» **WHAT YOU ARE ASKED TO DO**
The expected output is a copy of every line in the records with the string "branch".

Saved entries:
%%
Issue #1843, opened 2022-03-31
Use Rich for logging, stack traces, and progress bars


dcfidalgo:
I propose to substitute tqdm and loguru with the rich library:
- use rich to format the stack traces
- use rich for the progress bars
- use rich to format our logging
- (optional) add a specific logging handler for notebooks
- (optional) hide certain stack traces in the notebook

tomaarsen:
Some sample outputs when Rich is used:
### Loading and logging `gutenberg_spacy-ner`
#### Rich:
![image](https://user-images.githubusercontent.com/37621491/218731397-1d90099d-440d-46ff-ac30-d214cadaf5c9.png)
#### Current (with Loguru & tqdm):
![image](https://user-images.githubusercontent.com/37621491/218732160-6db8a097-5366-4877-b304-3936e490c1ce.png)


### Providing an incorrect value for initialising a Record
#### Rich:
![image](https://user-images.githubusercontent.com/37621491/218731844-ffff5802-f1ca-466a-9165-7804916e0bb3.png)
#### Current:
![image](https://user-images.githubusercontent.com/37621491/218732279-f810d3bb-d3b6-4ca7-817b-ac2d4b0659f9.png)

I'd love to hear your thoughts on the before and after.

davidberenstein1957:
For me, rich is more readable in both cases.

dvsrepo:
Same for me!

tomaarsen:
Alright, wonderful. I'll prepare a PR.

PR #2329, opened 2023-02-09
Enhancement: Distinguish between error message and context in validation of spans

tomaarsen:
# Description

I expanded slightly on the error message provided when providing spans that do not match the tokenization. 
Consider the following example script:
```python
import argilla as rg

record = rg.TokenClassificationRecord(
    text = "This is my text",
    tokens=["This", "is", "my", "text"],
    prediction=[("ORG", 0, 6), ("PER", 8, 14)],
)
```
The (truncated) output on the `develop` branch:
```
ValueError: Following entity spans are not aligned with provided tokenization
Spans:
- [This i] defined in This is my ...
- [my tex] defined in ...s is my text
Tokens:
['This', 'is', 'my', 'text']
```
The distinction between `defined in` and `This is` is unclear. I've worked on this.

The (truncated) output after this PR:
```
ValueError: Following entity spans are not aligned with provided tokenization
Spans:
- [This i] defined in 'This is my ...'
- [my tex] defined in '...s is my text'
Tokens:
['This', 'is', 'my', 'text']
```
Note the additional `'`. Note that the changes rely on `repr`, so if the snippet contains `'` itself, it uses `"` instead, e.g.:
```python
import argilla as rg

record = rg.TokenClassificationRecord(
    text = "This is Tom's text",
    tokens=["This", "is", "Tom", "'s", "text"],
    prediction=[("ORG", 0, 6), ("PER", 8, 16)],
)
```
```
ValueError: Following entity spans are not aligned with provided tokenization
Spans:
- [This i] defined in 'This is Tom...'
- [Tom's te] defined in "...s is Tom's text"
Tokens:
['This', 'is', 'Tom', "'s", 'text']
```

**Type of change**

**How Has This Been Tested**

Modified the relevant tests, ensured they worked.

**Checklist**

- Tom Aarsen

### DIFF
--- a/docs/_source/conf.py
+++ b/docs/_source/conf.py
@@ -149,7 +149,7 @@ if docs_version == "latest":
     branch = "main"
 else:
     branch = docs_version.replace("-", "/")
-    
+
 nbsphinx_prolog = (
     """
 .. raw:: html
--- a/src/argilla/utils/span_utils.py
+++ b/src/argilla/utils/span_utils.py
@@ -100,7 +100,7 @@ class SpanUtils:
                 context += self.text[max(char_start - 5, 0) : char_end + 5]
                 if char_end + 5 < len(self.text):
                     context += "..."
-                message = f"- [{span_str}] defined in {repr(context)}"
+                message = f"{span} - [{span_str}] defined in {repr(context)}"
 
                 misaligned_spans_errors.append(message)
 
--- a/src/argilla/utils/span_utils.py
+++ b/src/argilla/utils/span_utils.py
@@ -93,12 +93,14 @@ class SpanUtils:
                 self._start_to_token_idx.get(char_start),
                 self._end_to_token_idx.get(char_end),
             ):
-                message = f"- [{self.text[char_start:char_end]}] defined in "
+                span_str = self.text[char_start:char_end]
+                context = ""
                 if char_start - 5 > 0:
-                    message += "..."
-                message += self.text[max(char_start - 5, 0) : char_end + 5]
+                    context = "..."
+                context += self.text[max(char_start - 5, 0) : char_end + 5]
                 if char_end + 5 < len(self.text):
-                    message += "..."
+                    context += "..."
+                message = f"- [{span_str}] defined in {repr(context)}"
 
                 misaligned_spans_errors.append(message)
 
--- a/src/argilla/utils/span_utils.py
+++ b/src/argilla/utils/span_utils.py
@@ -94,14 +94,7 @@ class SpanUtils:
                 self._end_to_token_idx.get(char_end),
             ):
                 span_str = self.text[char_start:char_end]
-                context = ""
-                if char_start - 5 > 0:
-                    context = "..."
-                context += self.text[max(char_start - 5, 0) : char_end + 5]
-                if char_end + 5 < len(self.text):
-                    context += "..."
-                message = f"{span} - [{span_str}] defined in {repr(context)}"
-
+                message = f"{span} - {repr(span_str)}"
                 misaligned_spans_errors.append(message)
 
         if not_valid_spans_errors or misaligned_spans_errors:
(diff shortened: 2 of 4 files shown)


davidberenstein1957:
Hi @tomaarsen 

Looks much more readable! Perhaps it makes sense to directly link them to the provided input. Also, I think the substring part (`this is tom...`) can be a bit longer for referencing.
```bash
("ORG", 0, 6) - 'This i' defined in 'This is Tom...'
```

tomaarsen:
Even better. I also considered output along the lines of this:
```
("ORG", 0, 6): 'This is Tom...'
                ^^^^^^
```
But I suspect that we would be best off implementing #1843 instead and using colors. 
That said, we may want to have a "color toggle" of sorts for users directly logging away into files, in which case this solution would work well.

Thoughts?

I'm down to update this PR according to your suggestion, by the way.

davidberenstein1957:
Yes, I agree that something like that would even be better, but might require a bit more custom code/logic, so I would, for now, go for a quick win, and based on the initial `rich` improvements continue fine-tuning from there.

So, if it doesn't take up too much time, the last proposed design seems best to me.

tomaarsen:
I've updated the error to match the proposed message from https://github.com/argilla-io/argilla/pull/2329#issuecomment-1425614519. I think we should skip the proposed error from https://github.com/argilla-io/argilla/pull/2329#issuecomment-1425619096.

```python
import argilla as rg

record = rg.TokenClassificationRecord(
    text = "This is Tom's text",
    tokens=["This", "is", "Tom", "'s", "text"],
    prediction=[("ORG", 0, 6), ("PER", 8, 16)],
)
```
```
ValueError: Following entity spans are not aligned with provided tokenization
Spans:
('ORG', 0, 6) - [This i] defined in 'This is Tom...'
('PER', 8, 16) - [Tom's te] defined in "...s is Tom's text"
Tokens:
['This', 'is', 'Tom', "'s", 'text']
```

I think this PR is ready. The next step could come when #1843 is implemented.

- Tom Aarsen

davidberenstein1957:
Hi @tomaarsen ,

Sorry, readability is still a bit off for me. I think the "defined in" makes it a bit unclear
I think I prefer the second option.
```bash
Spans:
("ORG", 0, 6, "This i") 
("PER", 8, 16, "Tom's te") 
Tokens:
['This', 'is', 'Tom', "'s", 'text']
```

```bash
Spans:
("ORG", 0, 6) - "This i"
("PER", 8, 16) - "Tom's te" 
Tokens:
['This', 'is', 'Tom', "'s", 'text']
```

```bash
Spans:
("ORG", 0, 6, "This i") - "This is Tom..."
("PER", 8, 16, "Tom's te") - "...s is Tom's text"
Tokens:
['This', 'is', 'Tom', "'s", 'text']
```

tomaarsen:
No worries, I'm open to iterating here. 
I think options 1 and 3 from your proposal here are unintuitive as you strictly provide `("ORG", 0, 6)` as a part of the prediction, and these proposals arbitrarily include e.g. `"This i"` in the tuple. I like option 2, but we can also make it more word-y:
```
These spans do not correspond with token boundaries:
("ORG", 0, 6) corresponds with "This i" in "This is Tom..."
("PER", 8, 16) corresponds with "Tom's te" in "...s is Tom's text"
Tokens:
['This', 'is', 'Tom', "'s", 'text']
```
I'm curious to hear your thoughts.

davidberenstein1957:
I wanted to avoid wordiness because we are dealing with a lot of text/words. If you feel option 2 is too unintuitive, I would prefer your final proposal.

tomaarsen:
No, I think option 2 is fairly clear, especially as we must consider that the snippet follows `"Following entity spans are not aligned with provided tokenization"`. I'll get on it :)

tomaarsen:
Updated the output:
```python
import argilla as rg

record = rg.TokenClassificationRecord(
    text = "This is Tom's text",
    tokens=["This", "is", "Tom", "'s", "text"],
    prediction=[("ORG", 0, 6), ("PER", 8, 16)],
)
```
```
ValueError: Following entity spans are not aligned with provided tokenization
Spans:
('ORG', 0, 6) - 'This i'
('PER', 8, 16) - "Tom's te"
Tokens:
['This', 'is', 'Tom', "'s", 'text']
```
I'm open to any additional feedback.

davidberenstein1957 (approved):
%%
» **TASK SOLUTION**
The (truncated) output on the `develop` branch:
     branch = "main"
     branch = docs_version.replace("-", "/")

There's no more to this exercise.